Start of Data section

PR #2287, opened 2019-09-27
Define Seq object .index() and .rindex()

peterjc:
This gives Seq (and subclasses) a string-like .index() and .rindex() method.

Note that MutableSeq has just an array or list-like .index(), and like a list, no .rindex() method or .find() and .rfind() - adding these would clash with the partial support for things like three-letter-alphabet sequences using this object.


peterjc:
Looks like pypy3 has a difference string exception message, which breaks the doctest

peterjc:
This might be the right fix in PyPy to have their exception be consistent...
https://bitbucket.org/pypy/pypy/pull-requests/669/use-same-valueerror-as-cpython-for-string/diff

Issue #2281, opened 2019-09-24
"make -C Doc/api/ html" exits with code 1 unless you create _static folder first


ExplodingCabbage:
In .travis-tox.ini, this command is run before `make -C Doc/api/ html`:

```
mkdir -p Doc/api/_templates Doc/api/_static Doc/api/_build
```

If I try to build the docs locally without doing this first, I get a warning at the start...

> WARNING: html_static_path entry '_static' does not exist

and ultimately the build reports a failure as a consequence:

```
build finished with problems, 1 warning.
make: *** [html] Error 1
```

This is fixed if I run the `mkdir` command before building. This seems like a minor but easily fixable source of confusion for someone trying to build the docs locally for the first time.

Some possible fixes:

- Commit `Doc/api/_static/.gitkeep` and `Doc/api/_templates/.gitkeep` to the repo; remove the line creating those folders from the `.travis-tox.ini`
- Move the `mkdir` command that creates them into the makefile instead of it being in `.travis-tox.ini`
- Change some config somewhere to remove the need for these folders to exist (the build never puts anything in them!) and then remove the line creating them from `.travis-tox.ini`

peterjc:
Moving the ``mkdir`` in to ``Makefile`` sounds simplest - do you want to make a pull request on that?

peterjc:
Fixed, thank you!

PR #2289, opened 2019-09-28
Make make not complain about lack of _build dir when run locally

ExplodingCabbage:
This pull request addresses issue #2281 

---

In the end I decided to use `.gitkeep` files instead of adding the `mkdir` command to the Makefile, contrary to @peterjc's suggestion in #2281, because:

* I wasn't sure that running that command for *every* Make operation made sense, but since they're all deferred to Sphinx, I can't easily make it run only on build.
* I wasn't sure how to cleanly get the right path in the makefile to pass to the command; if I just copy it verbatim, then the paths are relative to the current working directory and so wrong if you run make from within the `api` folder.

I think this solution is also fine, @peterjc?

### DIFF
--- a/.travis-tox.ini
+++ b/.travis-tox.ini
@@ -167,5 +167,4 @@ deps =
     sphinx_rtd_theme
 commands =
     bash -c \'python setup.py install > /dev/null\'
-    bash -c \'mkdir -p Doc/api/_templates Doc/api/_static Doc/api/_build\'
     make -C Doc/api/ html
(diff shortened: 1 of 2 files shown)


peterjc:
Hmm, not immediately obvious why this breaks from the log:

```
Makefile:20: recipe for target 'html' failed
make: *** [html] Error 1
make: Leaving directory '/home/travis/build/biopython/biopython/Doc/api'
ERROR: InvocationError for command /usr/bin/make -C Doc/api/ html (exited with code 2)
```

However, it looks likely to be down to ``Doc/api/_static/`` not existing?

ExplodingCabbage:
D'oh, sorry. You're right, I screwed up. Will fix tonight.

peterjc:
That's what automated testing is for - we're all human.

ExplodingCabbage:
Fix force-pushed.

Issue #2259, opened 2019-09-10
MMCIFParser. Non integer _atom_site.auth_seq_id


andrei-istrate:
I get an error when the _atom_site.auth_seq_id is not an integer number.

According to http://mmcif.wwpdb.org/dictionaries/mmcif_pdbx_v40.dic/Items/_atom_site.auth_seq_id.html
this item does not have to be an integer.

### Setup
I am reporting a problem with Biopython version, Python version, and operating
system as follows:

import sys; print(sys.version)
3.6.4 (v3.6.4:d48ecebad5, Dec 18 2017, 21:07:28) 
[GCC 4.2.1 (Apple Inc. build 5666) (dot 3)]
import platform; print(platform.python_implementation()); print(platform.platform())
CPython
Darwin-18.5.0-x86_64-i386-64bit
import Bio; print(Bio.__version__)
1.74

### Actual behaviour

Traceback (most recent call last):
  File "/Users/andrei/PycharmProjects/3D-STRUDEL/playground/test.py", line 15, in <module>
    model = parser.get_structure(in_path.split('/')[-1].split('.')[0], in_path)
  File "/Users/andrei/PycharmProjects/3D-STRUDEL/venv/lib/python3.6/site-packages/Bio/PDB/MMCIFParser.py", line 64, in get_structure
    self._build_structure(structure_id)
  File "/Users/andrei/PycharmProjects/3D-STRUDEL/venv/lib/python3.6/site-packages/Bio/PDB/MMCIFParser.py", line 144, in _build_structure
    int_resseq = int(seq_id_list[i])
ValueError: invalid literal for int() with base 10: '20A'

### Steps to reproduce
parser = MMCIFParser()
model = parser.get_structure('structure_id', 'test.cif')

data_zzz
loop_
  _atom_site.group_PDB
  _atom_site.id
  _atom_site.type_symbol
  _atom_site.label_atom_id
  _atom_site.label_alt_id
  _atom_site.label_comp_id
  _atom_site.label_asym_id
  _atom_site.label_entity_id
  _atom_site.label_seq_id
  _atom_site.pdbx_PDB_atom_name
  _atom_site.pdbx_PDB_ins_code
  _atom_site.pdbx_PDB_residue_name
  _atom_site.pdbx_PDB_residue_no
  _atom_site.Cartn_x
  _atom_site.Cartn_y
  _atom_site.Cartn_z
  _atom_site.occupancy
  _atom_site.B_iso_or_equiv
[...]

PR #2307, opened 2019-10-20
Added argument to the mmCIF parser to predefine the use of label_seq_id

svalqui:
This pull request addresses issue #2259 

This should address the issue, I tested it on Python3.6; it would be good is someone else review and test it.

### DIFF
--- a/Bio/PDB/MMCIFParser.py
+++ b/Bio/PDB/MMCIFParser.py
@@ -49,25 +49,27 @@ class MMCIFParser(object):
 
     # Public methods
 
-    def get_structure(self, structure_id, filename):
+    def get_structure(self, structure_id, filename, use_label_seq_id=False):
         """Return the structure.
 
         Arguments:
          - structure_id - string, the id that will be used for the structure
          - filename - name of mmCIF file, OR an open text mode file handle
+         - use_label_seq_id - boolean, to use _atom_site.label_seq_id over
+             _atom_site.auth_seq_id.
 
         """
         with warnings.catch_warnings():
             if self.QUIET:
                 warnings.filterwarnings("ignore", category=PDBConstructionWarning)
             self._mmcif_dict = MMCIF2Dict(filename)
-            self._build_structure(structure_id)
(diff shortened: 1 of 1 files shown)


jgreener64:
This more or less looks good to me, I have made the odd comment on the code.

Could you add a test case, ideally re-using an existing mmCIF file in the test suite?

Could you also add a sentence to the docs on this, perhaps at the end of section 11.1.1?

Bio/PDB/MMCIFParser.py
```diff
@@ -141,7 +143,12 @@ def _build_structure(self, structure_id):
             altloc = alt_list[i]
             if altloc in _unassigned:
                 altloc = " "
-            int_resseq = int(seq_id_list[i])
+            try:
+                int_resseq = int(seq_id_list[i])
+            except ValueError:
+                raise PDBConstructionException(
+                    "try parser.get_structure('structure_id', 'file_name', use_label_seq_id=True)"
```
jgreener64: Perhaps clarify this error, something like "conversion of sequence ID to integer failed, consider using...".

svalqui:
I'm afraid this fails, on files that have HETATM information, the field _atom_site.label_seq_id is sometimes a dot ".".

from Tests/PDB/2XHE.cif

ATOM   6267 C CG2 . VAL B 2 261 ? 17.741  -74.246 1.436   1.00 209.01 ? 261  VAL B CG2 1
HETATM 6268 O O   . HOH C 3 .   ? -17.130 -57.437 4.024   1.00 70.68  ? 2001 HOH A O   1

I do not seem to find another way than changing
https://github.com/biopython/biopython/blob/dbdfd1977d48c503c64a6669f8a8785e4f18346f/Bio/PDB/MMCIFParser.py#L144

which would expand to StructureBuilder.py, and that further expands to other files.
Is a significant change to the module.

I'll think about this for a couple of weeks to see if I can afford the time.

peterjc:
Closed as per https://github.com/biopython/biopython/issues/2259#issuecomment-546780021 which describes the larger body of work needed.

PR #2324, opened 2019-11-05
Apply black style to Bio.SubsMat.

svalqui:

These are about 65 changes, the number of lines on MatrixInfo.py  increases significantly as it contains matrices, it would be good to be reviewed before merge.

End of Data section

* What the task requires: Copy out each line of the data above, exactly, if it lies between the line holding "Looks like pypy3" and the line holding "Issue #2281, opened 2019-09-24", inclusive; copy no other line.

* Written response:
Looks like pypy3 has a difference string exception message, which breaks the doctest

peterjc:
This might be the right fix in PyPy to have their exception be consistent...
https://bitbucket.org/pypy/pypy/pull-requests/669/use-same-valueerror-as-cpython-for-string/diff

Issue #2281, opened 2019-09-24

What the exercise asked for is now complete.